Bremen. Mehmet Ekici hat erstmals groß aufgespielt für Werder. Von einem Durchbruch möchte Trainer Thomas Schaaf nicht sprechen – doch der türkische Nationalspieler, der beim 4:1 in Stuttgart zweimal traf, scheint nun endlich seine Fähigkeiten in die Waagschale werfen zu können.
Das Trikot gab er nicht aus der Hand. Zusammengeknüllt hielt Mehmet Ekici sein verschwitztes grünes Shirt wie eine Beute fest, als er sich in Stuttgart auf dem Weg zum Bus machte. Der türkische Nationalspieler nimmt, das sei gesagt, seine Arbeitskleidung gerne mit nach Hause, meist für Freunde oder die Familie, "ich hab’ so viele, die die Trikots wollen". Gut möglich aber, dass diesmal potenzielle Interessenten leer ausgehen: Das Hemd von Stuttgart taugt als Andenken für den Profi selbst.

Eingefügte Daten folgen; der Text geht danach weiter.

PR #512, opened 2026-05-17
Make SNOS RPC client and block parallelism configurable on v0.14.2

Mohiiit:
## Summary
- add env-driven SNOS RPC client knobs for request timeout, connect timeout, and `pool_max_idle_per_host`
- add an env-driven cap for generate-pie block parallelism
- stack the change on top of `fix/migrated-compiled-class-input`

## Cairo native note
- `fix/migrated-compiled-class-input` already carries the Cairo native support shape from `codex/rpc-client-cairo-native-minimal`
- this PR adds the runtime env knobs on top of that base

## Env vars
- `SNOS_RPC_REQUEST_TIMEOUT_SECS`
- `SNOS_RPC_CONNECT_TIMEOUT_SECS`
- `SNOS_RPC_POOL_MAX_IDLE_PER_HOST`
- `SNOS_MAX_PARALLEL_BLOCKS`

## Defaults
- request timeout: `60s`
- connect timeout: `5s`
- pool max idle per host: `0`
- max parallel blocks: existing CPU-based default unless overridden

## Validation
- local compile on this branch currently fails in this workstation because the MLIR/LLVM headers for the cairo native toolchain are not fully available (`inttypes.h` missing under the local clang include path)

### DIFF
--- a/crates/rpc-client/src/client.rs
+++ b/crates/rpc-client/src/client.rs
@@ -15,7 +15,7 @@ use std::time::Duration;
 use crate::constants::{MAX_CONCURRENT_PROOF_REQUESTS, MAX_STORAGE_KEYS_PER_REQUEST, STARKNET_RPC_VERSION};
 use crate::types::{ClassProof, ContractProof};
 
-const RPC_REQUEST_TIMEOUT_SECS: u64 = 15;
+const RPC_REQUEST_TIMEOUT_SECS: u64 = 60;
 const RPC_CONNECT_TIMEOUT_SECS: u64 = 5;
 
 pub trait ProofClient {
--- a/crates/rpc-client/src/client.rs
+++ b/crates/rpc-client/src/client.rs
@@ -15,8 +15,12 @@ use std::time::Duration;
 use crate::constants::{MAX_CONCURRENT_PROOF_REQUESTS, MAX_STORAGE_KEYS_PER_REQUEST, STARKNET_RPC_VERSION};
 use crate::types::{ClassProof, ContractProof};
 
-const RPC_REQUEST_TIMEOUT_SECS: u64 = 60;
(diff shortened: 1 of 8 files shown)


crates/rpc-client/src/client.rs
```diff
@@ -76,12 +88,21 @@ impl RpcClientInner {
         let starknet_rpc_url = format!("{}/rpc/{}", base_url, STARKNET_RPC_VERSION);
         info!("Initializing Starknet RPC client with URL: {}", starknet_rpc_url);
 
+        let rpc_request_timeout_secs = Self::read_env_u64(RPC_REQUEST_TIMEOUT_ENV, DEFAULT_RPC_REQUEST_TIMEOUT_SECS);
```
heemankv, line 91: Design: I think this config should stay at the caller boundary rather than be read inside the SNOS library. `generate_pie` is used both from the SNOS CLI and from Madara orchestrator as a library, so reading `SNOS_*` here makes behavior depend on ambient process env and bypasses the existing `clap` / config surfaces on both sides. Could we instead add an explicit runtime config (`RpcClientConfig` / `PieRuntimeConfig` or similar), have the SNOS binaries parse `SNOS_*` with `clap`, and let Madara pass its own orchestrator settings explicitly through the library API? The same concern applies to the new max-parallel-blocks env knob.

Mohiiit: anything works, env sounds easier to me anyway, snos cli is not supposed to be used for prod anyway

heemankv: I checked other codes in orchestrator, there are other many env smells present already, maybe we'll clean up all these together sometime later with orch config feature. good with the changes for now

heemankv (approved):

Noch nie hat Mehmet Ekici so überzeugend für Werder gespielt wie an diesem kalten Februar-Sonnabend in Stuttgart. Noch nie hat Mehmet Ekici zwei Tore in einem Bundesliga-Spiel geschossen. Und selten merkte man auch den Mitspielern so deutlich an, wie sehr sie sich über die Leistung eines ihrer Teamkollegen freuten. Als Mehmet Ekici in der 74. Minute aus einem Freistoß einen Kunststoß gemacht und den Ball mit aller Perfektion zum 3:1 ins Stuttgarter Gehäuse gezirkelt hatte (O-Ton Zlatko Junuzovic; "Sensationell"), begruben ihn die anderen in einem Haufen jubelnder Profis unter sich. "Wir freuen uns alle mit für Memo", sagte Aaron Hunt, der 14 Minuten zuvor den ruhenden Ball selbst noch aus nahezu identischer Position über das Tor gejagt und beim zweiten Versuch Ekici ohne viele Worte den Vortritt gelassen hatte.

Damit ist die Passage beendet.